This article is part of the Review’s series on the 2020 US elections.

In the days since the death of Justice Ruth Bader Ginsburg, the temperature of American politics, already high, has become dangerously elevated. The opportunity for Donald Trump to nominate another Supreme Court justice has once again rubbed the noses of the Democratic Party establishment in their shocking complacency of 2016. The failure to seat Merrick Garland, and Ginsburg’s own decision to delay her retirement so that her replacement could be nominated by an incoming Democratic president, now seem like relics of the long hazy summer before World War I, the political behavior of aristocrats at play, blithely unaware that their world was about to crumble around them. Half-hearted appeals to honor, precedent, and the nonexistent “McConnell rule” of delay during an election year have foundered against raw political realism, encapsulated by the right-wing blogger Matt Walsh in a Twitter post on September 19:

To be clear, I wanted McConnell to refuse to hold hearings for Garland because I didn’t want Garland on the court. I want the hearings now because I do want Trump’s pick on the court. That’s the way the game is played, you dumb whiners. It’s not “hypocrisy,” it’s just politics.

As the president and his surrogates methodically sow doubt about the integrity of the coming election, the possibility that the winner could be determined by a court with a 6–3 Republican majority opens the way for a genuine crisis of legitimacy. The idea that an election result might not represent the will of the people is profoundly destabilizing to Americans on the center-left and center-right, who have already had trouble accepting that many of the vaunted checks and balances of American democracy rely on norms of behavior easily disregarded by an administration that prefers not to observe them.

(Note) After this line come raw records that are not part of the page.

PR #2162, opened 2018-05-24
Feature/linting i18next config

achen2401:
linting i18next config JS file
also found that it wasn't consuming session storage data as it should (making ajax call every page load)
don't make ajax call to load translation json if the language is the default en-US
Ivan, let me know if you see any issue with my changes.

### DIFF
--- a/portal/static/js/i18next-config.js
+++ b/portal/static/js/i18next-config.js
@@ -21,110 +21,108 @@ var __i18next = window.__i18next = (function() {
                 window.localStorage.removeItem("i18nextLng");
             }
         }
-        options = options || {};
-        if (options.lng) {
-            options.lng = options.lng.replace("_", "-");
-        }
-        /*
-         * consuming translation json from each corresponding locale
-         */
-        var source = options.loadPath ? options.loadPath : "/static/files/locales/{{lng}}/translation.json";
-
-        i18next.use(i18nextXHRBackend) /* global i18next i18nextXHRBackend */
-            .init({
-                fallbackLng: options.fallbackLng ? options.fallbackLng.replace("_", "-") : "en-US",
-                lng: options.lng ? options.lng : "en-US",
-                preload: options.lng ? [options.lng] : false,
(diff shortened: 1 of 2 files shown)


portal/static/js/i18next-config.js
```diff
@@ -21,110 +21,114 @@ var __i18next = window.__i18next = (function() {
...
-                keySeparator: "----",
-                nsSeparator: "----",
-                load: "currentOnly", //this reads language code in en-US, en-AU format
-                returnEmptyString: false,
-                returnNull: false,
-                saveMissing: true,
-                missingKeyHandler: function(lng, ns, key, fallbackValue) {
-                    if (options.missingKeyHandler) {
-                        options.missingKeyHandler(lng, ns, key, fallbackValue);
+        var source = options.loadPath ? options.loadPath : "/static/files/locales/{{lng}}/translation.json"; //consuming translation json from each corresponding locale
```
ivan-c: Are you able to use `||` here? A little easier to read than a ternary, but not a big deal :)
eg
```
var source = options.loadPath || "/static/files/locales/{{lng}}/translation.json";
```

portal/static/js/i18next-config.js
```diff
@@ -21,110 +21,114 @@ var __i18next = window.__i18next = (function() {
...
+                    var sessionItemKey = "i18nextData_" + options.language;
+                    if (data && (typeof data === "undefined" ? "undefined" : _typeof(data)) === "object") { /*global _typeof */
+                        if (!cache) { data["_t"] = new Date();}
+                        // URL encoded form data must be in querystring format
+                        data = addQueryString("", data).slice(1); /* global addQueryString */
+                    }
+                    if (options.queryStringParams) {
+                        url = addQueryString(url, options.queryStringParams); /* global addQueryString */
+                    }
+                    try {
```
ivan-c: Are you able to move some of this code outside of the `try` block (unless all of it could throw an exception)?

Over the years since we turned to social media as our primary news filter, we’ve come to understand the so-called silo effect, the way that both algorithms and personal choices tend to build around users information environments that reinforce their biases. This election is a contest not so much of ideologies as realities, dueling world-pictures that rely on different sources of information and are often not even visible to adherents—perhaps a better word would be “inhabitants”—of the other.

After the announcement that the killers of Breonna Taylor would not face meaningful justice, two parallel strands of anxiety-inducing coverage emerged out of Louisville. Left-leaning commentators shared video of heavily armed paramilitaries stalking the streets of the city, evidence of the growth of “Boogaloo” and race-war rhetoric on the far right. These groups have been encouraged by Trump, who, in the first presidential debate, refused to denounce white nationalism, instead exhorting the far-right street gang the Proud Boys to “stand back and stand by,” a phrase widely taken as an endorsement.

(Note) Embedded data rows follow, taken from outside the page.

PR #2163, opened 2018-05-24
put try-catch around loading portal wrapper call

achen2401:
Spinning wheel loading display is displayed before the call to portal wrapper. In the event that the call to get the portal wrapper failed, due to some errors, the call to hide the spinning wheel was never reached.  Made the fix to hide the spinning wheel on request error  and also adding try-catch block around the call to try to catch any runtime error.


ivan-c:
@achen2401 This looks like a really good solution for the portal wrapper (especially debugging inside an intervention).

I think we might still need something to cover a more fundamental error in their browser though, like a *very* old browser, or an error loading an external library. It would likely have to be entirely in native javascript, and loaded independently of the normal libraries, to prevent an error in the normal code from masking the error-reporting code. There won't be a perfect solution, just wanted to get some thoughts down :)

In the alternate reality, the gun-toting men in Louisville were “patriots defending their homes” and the real danger came from elsewhere. A short clip of masked protesters distributing picket signs advocating for police abolition out of a U-Haul truck has been promoted as evidence that the movement against police violence is funded and organized by sinister forces. Given that the price of an AR-15 can range from $500 to well over $2,000, and renting a 10-foot moving truck in Louisville costs $19.95 a day plus mileage, this is an argument that could convincingly be reversed, but adjudicating truth or falsity in the era of “alternative facts” is a fraught and thankless activity. People are often unaware that narratives like this, pushed out by figures with large followings, may be flat-out fabrications, and the figures may even be fabrications themselves. The term of art among social media monitors is “coordinated inauthentic behavior.” That inauthenticity combines human agency and technological amplification in a way that is often impossible to unpick. With the additional strain imposed by the pandemic, the costs in time, effort, and mental well-being of fact-checking are beyond most voters. Instead, many people are understandably trying to find comfort by retreating into their existing interpretative communities, refusing information that challenges their biases.

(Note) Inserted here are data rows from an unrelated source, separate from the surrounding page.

PR #2173, opened 2018-05-29
Feature/js error handling

achen2401:
general JS error handling:
add error handling for Vue instances
add check for presence of JQuery
add check for whether Javascript is enabled
display message if user is using older IE browser(s)
bug fix - fix missing social icons on GIL home page
**it will be good for this PR to be in this sprint but if it turns out that a lot of changes are required upon review, it can wait until next sprint then.**

### DIFF
--- a/portal/views/portal.py
+++ b/portal/views/portal.py
@@ -63,7 +63,7 @@ def favicon():
 
 @portal.route('/no-script')
 def no_script():
-    return  make_response(_(u"This application requires Javascript enabled.\
+    return make_response(_(u"This application requires Javascript enabled.\
                             Please check your browser setting."))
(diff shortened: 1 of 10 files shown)


portal/views/portal.py
```diff
@@ -61,6 +61,12 @@ def favicon():
     return redirect(url_for('static', filename='img/favicon.ico'), code=302)
 
 
+@portal.route('/no-script')
+def no_script():
+    return make_response(_(u"This application requires Javascript enabled.\
+                            Please check your browser setting."))
```
ivan-c: >Please check your browser setting.

should probably be setting*s*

The experience of anxiety is almost the only thing Americans are able to agree on, and in an election cycle in which policy discussion is largely absent, much of the conversation is about the nature and causes of that anxiety. Our political debates follow the form of the pandemic debate. What is the true level of risk? What precautions should we take? The deliberate destruction of the integrity of the nation’s public health information system has taught the bitter lesson that in the absence of universally trusted sources, all facts are alternative, open to contestation. So it is with our assessment of the risks of a disputed election. How will intimidation and voter suppression affect the polls? Will mail-in ballots be fully and accurately counted? Would the president concede a loss?

Advertisement

A common format of clickbait journalism is to promise that a post contains “the truth about” something or other. We’re offered “the truth about” masks or mortgages or China. It’s a pitch that betrays this contemporary anxiety, presupposing as it does a context of lies against which the truth-telling post stands out. As we enter the last weeks of the election campaign, the performance of truth-telling is everywhere. Yet for all the heroic rhetoric, truth itself seems to be slipping ever further out of reach.